PR #1519, opened 2018-07-17
Cleanups to core/color.[c|hpp]

bstoeger:

- [ ] Bug fix
- [ ] Functional change
- [ ] New feature
- [x] Code cleanup
- [ ] Build system change
- [ ] Documentation change
- [ ] Language translation

These are - admittedly gratuitous - cleanups. But using the heavy `QVector<>` for what is a static array just rubbed my the wrong way. At least my executable shrunk a bit, even if it's only a drop in the bucket.

### Changes made:

Just repeating the commit-message here:
1) Make the profile_color map of static linkage - it is not
used outside of this file.

2) Remove the third color, which originally was planned for
printing. It was not accessed anywhere.

3) Replace QVector<QColor> by std::array<QColor, 2>. Using a
reference-counted, copy-on-write, dynamic container for static
data seems like overkill. std::array<QColor, 2> has exactly the
same run-time impact as QColor[2], but allows for assignment.

4) Use brace-initialization and remove the unneeded COLOR macro.

5) Remove the fill_profile_color function. Simply use static
initialization.

6) Move #includes from .h to .cpp file.

7) Remove text_render_options(_t), which were not used anywhere.

### Release note:

No.
### Documentation change:

No.


bstoeger:
PS: I would even consider turning the `QMap<>` into a plain C-array, but that would of course mean being careful about having the same order in the `enum` and the array.

PR #1521, opened 2018-07-17
Cleanup: simplify dive_getUniqID()

bstoeger:
dive_getUniqID() is used to create unique dive ids, which are
stable during application lifetime. It was passed a dive, checked
that the id was not set (if it was that it is know to the application)
and set a new id (in contradiction to its name!) if it hadn't any.

There were three callers:

alloc_dive(): called the function on a zeroed dive struct.
fixup_dive(): called the function only if the dive had a 0 id.
MainWindow::setupForAddAndPlan(): called the function on a zeroed dive
struct.

Thus, in all three callers the id is guaranteed to be zero and
the whole keeping-track-of-ids logic is moot. Remove the logic,
don't pass a dive struct to dive_getUniqID() and move the function
to the C-backend.

- [ ] Bug fix
- [ ] Functional change
- [ ] New feature
- [x] Code cleanup
- [ ] Build system change
- [ ] Documentation change
- [ ] Language translation

Minor cleanup: remove the whole `dive_getUniqID()` logic, since all callers guaranteed to not have an id set. The dives where either cleared or tested for 0-id right before the call. This function might have made sense previously, but now there seems to be no point. For once, move something from C++ to C. :)
### Release note:

No.
### Documentation change:

No.

### DIFF
--- a/core/dive.c
+++ b/core/dive.c
@@ -454,6 +454,15 @@ double get_weight_units(unsigned int grams, int *frac, const char **units)
 	return value;
 }
 
+// we need this to be uniq. oh, and it has no meaning whatsoever
+// - that's why we have the silly initial number and increment by 3 :-)
+int dive_getUniqID()
+{
+	static int maxId = 83529;
+	maxId += 3;
+	return maxId;
+}
+
 struct dive *alloc_dive(void)
 {
 	struct dive *dive;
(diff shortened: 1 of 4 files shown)


dirkhh:
I always love to say this... "Well, actually..." :-)
So the way my retarded brain works, this does actually get you an ID. If it were a setID function, then you'd pass in the ID, right?
But with that idiotic trivia out of the way, I think you are spot on and this is a great simplification of the code.
Let's on principle wait for Travis, but from my POV this is good to go.

bstoeger:
NB: I think you comment on the version that I trashed? Because the new version, which I prefer, stays with the `dive_getUniqId()` name.

dirkhh:
Yes, this was just a comment about what you had said about what the function does - and that was in the other PR, now that I think about it.
But my point remains. This is good.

_ _ _

TRY IT. The required output is a copy of each line in the records where the string "called" occurs.

RESPONSE AREA.
alloc_dive(): called the function on a zeroed dive struct.
fixup_dive(): called the function only if the dive had a 0 id.
MainWindow::setupForAddAndPlan(): called the function on a zeroed dive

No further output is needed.